The code changes seem fine, but I haven't figured out why we need to sprinkle LLD_IN_TEST=1 for every LLD invocation we expect to error. What goes wrong exactly? I thought the point of your change is that, we *won't* re-run LLD when LLD_IN_TEST=2 after it reports an error.

When LLD_IN_TEST>0 we only emit stdout/stderr on the last iteration. But if we crash, FileCheck requires for stout & stderr to be emitted before the crash. That was the point for buffering the streams in the previous version of this patch. Either that, or LLD_IN_TEST=1 below. If you think of other ideas, I would be willing to try!

Ping.

I'd like to fix the lld.ELF/invalid::symtab-sh-info.s that fails for a while, and this patch has the fix.

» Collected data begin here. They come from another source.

PR #2056, opened 2022-10-26
New helper for green thread stack segments

davidwrighton:
Add new helper and update the various bits so that it can be referred to from the JIT. This will require managed functions to have a prolog like...

The expected prologs will look something like:
```
   lea         rax, [rsp-850h]
   cmp         rax, qword ptr gs:[10h]
   ja          prolog
   mov         eax, 50h
   call        JIT_GreenThreadMoreStack
prolog:
   push        rbp
   ...
```


src/coreclr/vm/amd64/AsmHelpers.asm
```diff
@@ -974,6 +983,18 @@ NESTED_ENTRY TransitionToOSThreadHelper2, _TEXT
     jmp rax
 NESTED_END TransitionToOSThreadHelper2, _TEXT
 
+; This function is called with a misaligned stack, and the amount of needed stack space in the RAX register  
+NESTED_ENTRY JIT_GreenThreadMoreStack, _TEXT
+    pop r11
```
markples:
```suggestion
    pop r11  ; explicitly passing the return address as a continuation in r11
```
(or something like this)

src/coreclr/vm/amd64/AsmHelpers.asm
```diff
@@ -721,6 +728,7 @@ NESTED_ENTRY _more_stack, _TEXT
         ;
         ; Save integer parameter registers.
         ;
+        save_reg_postrsp    r11, 68h
```
markples, line 731: This needs to be copied to ResumeSuspendedThreadHelper2 to keep them identical

markples (approved):

src/coreclr/vm/amd64/AsmHelpers.asm
davidwrighton: Eh, true, although it doesn't actually matter for correctness.

PR #2058, opened 2022-10-27
Update README.md

k3ldar:
remove duplicate wording


jkotas:
The NativeAOT experiment in this repo was completed and the branch is archived. We are not accepting any new PR into the NativeAOT branch.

If you think this whole LLD-as-a-library should go into a different direction please let me know.

MaskRay accepted this revision.Fri, Oct 30, 11:40 AM

Have the stdout/stderr changes be removed? The updated diff looks good to me. I agree that in the absence of exceptions (proper stack unwinding), we cannot safely recover from fatal(). For library use cases, if they can ensure no fatal() is called, they are probably still safe.

Marking LLD_IN_TEST=1 seems fine. It serves as a hint that abort() is called. LG with some nits, though I still hope @rnk or @amccarth can take a look.

llvm/lib/Support/CrashRecoveryContext.cpp
445

Nit: newer functions should stick with the naming rule. For Exit, you can keep it capitalized to reduce disruption since you just add a default argument which does not require all call sites to change.

llvm/lib/Support/Process.cpp
101

This needs stdlib.h

This revision is now accepted and ready to land.Fri, Oct 30, 11:40 AM
jmorse added a subscriber: jmorse.Mon, Nov 2, 5:37 AM

Will this land soon? We are eagerly anticipating its arrival :)

Will this land soon? We are eagerly anticipating its arrival :)

Yes, today! :) Let me finish a few things, I'll land it around noon EST.

This revision was landed with ongoing or failed builds.Thu, Nov 12, 5:14 AM
This revision was automatically updated to reflect the committed changes.
aganea marked 2 inline comments as done.